Katamu, Aku Begitu Ikhlas Mencintaimu. Dan Pada Waktu Itu, Ikhlas Bukanlah Lagi 'Ikhlas' Yang Kaumaksud

Di suatu pagi yang terlalu tua, kau bertanya padaku, "apakah kedekatan ini perlu sebuah status?". Dan secepat kilat pertanyaanmu ditutup dengan jawabanku yang pasti--"tidak".

Aku boleh saja membiarkanmu tumbuh sesuai apa yang kusaksikan, sayangnya kau membiarkanku tumbuh dengan pemikiranmu sendiri. Tahun-tahun yang telah lalu, musim-musim yang malu, ternyata tidak membayarkan apapun atas pertemuan-pertemuan dan rasa cemasku terhadap pengharapan yang seringkali mendesak untuk tumbuh, bercabang, membesar.

Kita tumbuh dewasa, dan aku masih menyimpan rasa.

Jika pada hari-hari lalu aku adalah doa yang takzim dalam diam, maka  belakangan ini aku menjadi kebodohan yang riuh. Banyak sekali orang yang mengeluhkan betapa menyakitkan mencintai dalam diam, sedang yang kurasakan adalah, hal terbaik dari mencintai adalah ketika riuh dalam diam, sebab hanya aku, doa, dan Tuhan-lah yang merayakan segala cinta dan perasaan yang tumbuh.

Kita tumbuh dewasa, dan aku menjadi sosok yang paling tangguh untuk mencintaimu diam-diam; mendoakanmu bahagia, menemanimu yang luka, mengobatimu dalam hampa, melepasmu untuk jatuh cinta.

Bisa saja kau memberiku waktu dan kesempatan atas apa yang selama ini kunantikan. Tetapi ragu yang telah diucap ibuku, serupa doa yang tak pernah kuaminkan. Kuyakinkan diri, kuteguhkan hati. Namun, doa ibu mana yang pernah salah? Pada akhirnya, tetap saja doa ibu yang didengar Tuhan, setelah itu doaku. Kau yang kunanti-nanti, ternyata bukan apa yang kucari-cari. Sebab kau tak biarkan kujadikan dirimu jawaban atas pertanyaan yang menahun kupendam sendiri. Hasilnya? Pemahaman dan analisa atas praduga yang kuusahakan baik.

Kau pernah mengatakan betapa ikhlas dan tabah aku dalam mencintaimu. Aku tak pernah sadar esensi ikhlas yang luar biasa hebat. Tapi ternyata, ikhlas yang sesungguhnya telah dibangun dan diajarkan oleh orang lain padaku; bahwa apa yang kuinginkan, tidaklah harus termiliki. Pada tahun-tahun yang telah usang, kau pernah menjadi yang terdambakan.
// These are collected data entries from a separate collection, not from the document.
PR #1442, opened 2020-07-27
Fix message leak

achamayou:
Our current thread_messaging queue leaks the Tmsgs that aren't popped, which is a not an issue in normal operations, but does show up in ASAN in tests, when for example a parsing error causes a shutdown with messages still queued.

This is a minimal fix for that, along with a somethat unsatisfying testcase that only serves to make the issue very obvious when ASAN is on:

```

=================================================================
==26692==ERROR: LeakSanitizer: detected memory leaks

Direct leak of 32 byte(s) in 1 object(s) allocated from:
    #0 0x503eb2 in operator new(unsigned long) (/data/src/CCF/build/ds_test+0x503eb2)
    #1 0xbf3607 in std::__1::__unique_if<threading::Tmsg<Nothing> >::__unique_single std::__1::make_unique<threading::Tmsg<Nothing>, void (*)(std::__1::unique_ptr<threading::Tmsg<Nothing>, std::__1::default_delete<threading::Tmsg<Nothing> > >)>(void (*&&)(std::__1::unique_ptr<threading::Tmsg<Nothing>, std::__1::default_delete<threading::Tmsg<Nothing> > >)) /usr/lib/llvm-8/bin/../include/c++/v1/memory:3132:28
    #2 0xbf287a in _DOCTEST_ANON_FUNC_2() /data/src/CCF/build/../src/ds/test/thread_messaging.cpp:31:19
    #3 0x53cd83 in doctest::Context::run() /data/src/CCF/build/../3rdparty/doctest/doctest.h:5863:21
    #4 0x5437e4 in main /data/src/CCF/build/../3rdparty/doctest/doctest.h:5947:71
    #5 0x7fec4babab96 in __libc_start_main /build/glibc-2ORdQG/glibc-2.27/csu/../csu/libc-start.c:310

SUMMARY: AddressSanitizer: 32 byte(s) leaked in 1 allocation(s).
```

If someone has a good idea on how to do this better, I'm interested. Edit: the test checks we don't leak Payloads now, but still relies on ASAN to check we don't leak Tmsg.


CMakeLists.txt
```diff
@@ -283,6 +283,7 @@ if(BUILD_TESTS)
       ${CMAKE_CURRENT_SOURCE_DIR}/src/ds/test/typed_messages.cpp
       ${CMAKE_CURRENT_SOURCE_DIR}/src/ds/test/serializer.cpp
       ${CMAKE_CURRENT_SOURCE_DIR}/src/ds/test/hash.cpp
+      ${CMAKE_CURRENT_SOURCE_DIR}/src/ds/test/thread_messaging.cpp
```
eddyashton, line 286: Looks like this is missing from this PR?

achamayou: Uh sorry, yes.

src/ds/test/thread_messaging.cpp
```diff
@@ -0,0 +1,40 @@
...
+  happened = true;
+}
+
+static void never(std::unique_ptr<threading::Tmsg<Nothing>> msg)
+{
+  CHECK(false);
+}
+
+// Note: this only works with ASAN turned on, which catches m2 not being
+// freed.
```
eddyashton, line 23: To test this without ASAN, I think you can create a struct that changes some static state in its destructor, then you can confirm that its destructor is/isn't called? Something like:

```
struct Foo {
  static bool destructed = false;
  ~Foo() { CHECK(!destructed); destructed = true; }
};

{
  threading::ThreadMessaging tm;
  auto m1 = std::make_unique<threading::Tmsg<Foo>>(&always);
  CHECK(!Foo::destructed);
  tm.run_one(task);
  // Running a task destroys the attached payload
  CHECK(Foo::destructed);
}

Foo::destructed = false; // RESET

{
   threading::ThreadMessaging tm;
   // add task but don't run
   CHECK(!Foo::destructed);
}

// Destroying ThreadMessaging destroys contained messages
CHECK(Foo::destructed);
```

src/ds/thread_messaging.h
```diff
@@ -65,6 +65,41 @@ namespace threading
 #endif
     }
 
+    ~Task()
+    {
+#ifdef USE_MPSCQ
+      while (!queue.is_emtpy())
```
eddyashton, line 71:
```suggestion
      while (!queue.is_empty())
```

Worth building this with `USE_MPSCQ` to confirm it still compiles.

src/ds/thread_messaging.h
```diff
@@ -65,6 +65,41 @@ namespace threading
...
+        bool result;
+        std::tie(current, result) = queue.dequeue();
+        if (result)
+        {
+          delete current;
+        }
+      }
+#else
+      bool done = false;
+      while (!done)
```
jumaffre, line 83: `done` never changes value?

src/ds/test/thread_messaging.cpp
achamayou: Yeah that checks that Payload is destructed, but it isn't quite the same as checking TMsg is. Still good though.

src/ds/thread_messaging.h
achamayou: Yes, thank you.

src/ds/thread_messaging.h
achamayou: Yes, I'll have a look.

PR #1639, opened 2020-09-22
Only send Tick messages to live threads

eddyashton:
Fixes a memory growth issue, where messages would be queued indefinitely for inactive threads.

The real fix is to loop `< thread_count` rather than `: tasks`. The rest of the diff is from pulling the inline lambda into `tick_cb`.

### DIFF
--- a/CHANGELOG.md
+++ b/CHANGELOG.md
@@ -7,6 +7,8 @@ and this project adheres to [Semantic Versioning](http://semver.org/spec/v2.0.0.
 
 ## [Unreleased]
 
+### Fixed
+- Fixed infinite memory growth issue (#1639)
     
 ## [0.13.3] - 2020-09-18
 ### Added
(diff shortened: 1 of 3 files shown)


jumaffre (approved):

ashamis (approved):

achamayou:
@eddyashton I suggest we inaugurate adding to the changelog on this PR.

eddyashton:
> @eddyashton I suggest we inaugurate adding to the changelog on this PR.

Done. There's a slightly awkward chicken-and-egg issue here - we want to refer to PR numbers in the changelog, but the numbers don't exist until the PR is created. So if we know we're going to put the current change into the Changelog, we need at least one post-PR-creation update to the branch. Minor, but worth noting.

achamayou:
@eddyashton this is less of a problem if we point to issues or documentation, but a good point nonetheless.

PR #1641, opened 2020-09-22
Fix cft election

### LINKED ISSUE #589: Raft persistence bug

achamayou:
Fixes #589

In a nutshell, the change amounts to:

1. Publishing a last committable index on election, and the term of that committable index
2. Resolving the election on that basis, rather than using the last seen commit index and associated term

Lalu realita yang berulang kali kau tekankan padaku, perihal cinta yang tidak mungkin tumbuh dan berkembang di antara, pelan-pelan membangun diri menjadi tembok besar penguat hati; entah penguat hatiku dari perasaan yang kutahan bertahun-tahun, entah penguat hati untuk tidak lagi tergoda atas segala perasaan itu.
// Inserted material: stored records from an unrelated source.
PR #1643, opened 2020-09-22
Ensure that we cannot send message to an "unused" threads queue

ashamis:
Always call get_task when getting and task queue and then have an assert in said function to ensure the queue we are returning will eventually be polled

### DIFF
--- a/src/ds/thread_messaging.h
+++ b/src/ds/thread_messaging.h
@@ -267,7 +267,7 @@ namespace threading
 
     void run()
     {
-      Task& task = tasks[get_current_thread_id()];
+      Task& task = get_task(get_current_thread_id());
 
       while (!is_finished())
       {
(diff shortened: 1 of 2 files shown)


src/ds/thread_messaging.h
```diff
@@ -267,16 +267,21 @@ namespace threading
...
       {
         task.run_next_task();
       }
     }
 
-    Task& get_task(uint16_t tid)
+    inline Task& get_task(uint16_t tid)
     {
+      CCF_ASSERT_FMT(
+        tid <= thread_count,
```
eddyashton, line 281: Should this be `<` rather than `<=`? If we have 3 threads, the highest valid (0-indexed) `tid` is `2`?

ashamis, line 281:
```suggestion
        tid < thread_count,
```

ashamis: thank you. Fixed

eddyashton (approved):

Kita tumbuh dewasa, dan kau terlenakan rasa.

Bagimu, mungkin ini merupakan fase baru; untuk saling mengenali, untuk saling memahami, untuk berdamai dengan hati. Malam lalu, yang kusadari adalah ini fase yang sama. Aku telah menghabiskan ribuan hari untuk mengenalimu, meski pada akhirnya mungkin aku gagal. Aku sudah melewati jutaan menit untuk memahamimu, meski pada akhirnya aku bukanlah yang kauingin. Aku... aku juga melalui detik-detik unruk berdamai. Ini fasemu, bukan aku.
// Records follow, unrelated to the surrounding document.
PR #1650, opened 2020-09-24
Updates to VSCode debugging

eddyashton:
Fixing 2 things I noticed while trying to use the VSCode debugging:

- Symbols for virtual enclaves weren't loaded so they weren't debuggable. Semi-fixed by adding an `additionalSOLibSearchPath`, but this makes assumptions on where the build directory is. Should be fixable with a smarter `cwd`, but I haven't cracked it yet.
- The `binary_dir` in Python isn't always writable - when using an installed CCF its intended that we only _read_ from the CCF binary directory, which is not the current build/workspace - so we can't write `vscode-gdb.sh` there. What I really want to do here is have the `inputs` in `launch.json` ask for the target node directory. We can reliably write a single node debug command there, and then the debugger configuration can load that and whatever else it needs. But I can't find a suitable `command` which _just_ opens the "Open Folder" dialog (ideally from a sensible root), and doesn't try to then _open_ that folder in a new window. So I gave up, and we use `/tmp` as a predictable, writable home for a temporary helper file.


achamayou (approved):

letmaik (approved):

letmaik:
Thanks for fixing the virtual mode debugging... I was hitting the same issue and thought I'm going mad.

PR #1651, opened 2020-09-24
Add JS app bundle support

### LINKED ISSUE #1642: JS app bundle & deploy_js_app proposal
Deployment of JS apps is currently a bit fiddly, mostly because there are multiple low-level steps involved.

I propose to introduce the concept of a JS app bundle, which is a folder containing two things:
- `endpoints.json`
- `src/` (tree of .js files)

This folder can optionally be zipped up, at which point it becomes a JS app bundle archive. Both the folder and the zip file (useful for a developer/CI to deliver the built app to the operator for deployment) are accepted by CCF's Python package in a new proposal type `deploy_js_app` (this may or may not be a collection of existing low-level proposals).

An initial sketch of `endpoints.json` is here: https://github.com/microsoft/CCF/blob/master/tests/npm-tsoa-app/endpoints.json.

The idea of this bundle format is that it is simple enough for manually written code and also suits itself for more advanced scenarios like npm-based typescript apps with dependencies.

Does this make sense?

letmaik:
Fixes #1642.

I originally planned to only change the Python client but I realized that I might as well do it properly.

~~This also allows deploying multiple apps. It's based on using an *app name* to construct the JS module prefix and the URL prefix. However, there is a special case: the root app. It has the magic name `__root__` and is exposed without URL prefix. By giving the root app a name like all other apps, the same code for adding/removing apps can be used and essentially everything is namespaced and contained. If an endpoint of the root app conflicts with a non-root app prefix then the non-root app wins. An alternative would be to forbid conflicts and let deployment fail. I expect this to happen very rarely though.~~

Follow-ups after this PR:
- Deprecate/remove the `set_js_app` proposal type.
- ~~Add non-npm JS sample which is a hand-written JS bundle, mostly for documentation purposes.~~ done
- Remove requirement for inline endpoint script.
- Store per-endpoint metadata (e.g. readonly), currently ignored.


src/node/rpc/member_frontend.h
```diff
@@ -144,9 +145,60 @@ namespace ccf
...
+    std::string name;
+    JsBundle bundle;
+  };
+  DECLARE_JSON_TYPE(DeployJsApp)
+  DECLARE_JSON_REQUIRED_FIELDS(DeployJsApp, name, bundle)
+
   class MemberEndpoints : public CommonEndpointRegistry
   {
   private:
+    static bool startswith(const std::string& s, const std::string& prefix)
```
letmaik, line 184: If there's a better place for such utility functions, let me know.

eddyashton: `ds/nonstd.h`

src/ds/nonstd.h
```diff
@@ -62,6 +62,14 @@ namespace nonstd
   template <class T>
   using remove_cvref_t = typename remove_cvref<T>::type;
 
+  /** a more generic std::string member function is present in C++20
+   */
+  static inline bool starts_with(
+    const std::string& s, const std::string& prefix)
+  {
+    return s.rfind(prefix, 0) == 0;
```
eddyashton, line 70: Minor: We have a few other places in the code that do this inline. Can you please replace them with `nonstd::starts_with`?

src/node/rpc/member_frontend.h
```diff
@@ -192,6 +227,96 @@ namespace ccf
...
+              info.js_module);
+            return false;
+          }
+
+          // CCF currently requires each endpoint to have an inline JS module.
+          std::string method_uppercase = method;
+          nonstd::to_upper(method_uppercase);
+          std::string key =
+            fmt::format("{} {}{}", method_uppercase, url_prefix, url);
+          std::string script = "import {" + info.js_function + " as f}" +
```
eddyashton, line 273: Can you build this with `fmt::format`?

tests/npm-tsoa-app/src/ccf.ts
```diff
@@ -0,0 +1,27 @@
+export interface Body<T> {
```
eddyashton, line 1: Can we put this somewhere shared, rather than repeating it in each app?

letmaik: That's a tricky one. I thought about it, but I'd like to keep the test apps self-contained so that someone can just copy-paste them. I don't want to go down the path (yet) of creating a ccf npm package which could contain this stuff.

src/node/rpc/member_frontend.h
letmaik: If you tell me how to escape curly braces, then yes :) Keep in mind that this is temporary code that will hopefully be killed soon, and it's not in the critical path.

eddyashton: I believe its `{{` to produce a literal `{`.

tests/npm-tsoa-app/src/ccf.ts
eddyashton: Ok - the copy-paste argument wins me over for now.

eddyashton (approved):

letmaik:
After chatting with @achamayou we decided to not add support for multiple apps. I'll remove that again from this PR.

achamayou:
To clarify, I am not against this, I am just worried that we don't really have a well-defined plan for how to support OpenAPI and in particular shared types across multiple apps. We talked about namespacing, but it's somewhat fuzzy and untested.

In order of priority, I think it's preferable to support single apps with dynamic endpoints and OpenAPI, and to extend that to multiple apps later, than it is to add support for multiple apps if we don't have a good plan for OpenAPI.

Ternyata, ikhlas bukanlah lagi 'ikhlas', ketika aku menjelaskan padamu perihal penantian yang bertahun-tahun kutakzimkan untukmu. Sebab mungkin, aku telah lelah menanti saat kau menyadari ketabahanku dalam diam. Atau mungkin, kalimatmu malam itu telah menina-bobokkan seluruh sabar yang kupatri dalam tahun-tahun penantian tanpa batas.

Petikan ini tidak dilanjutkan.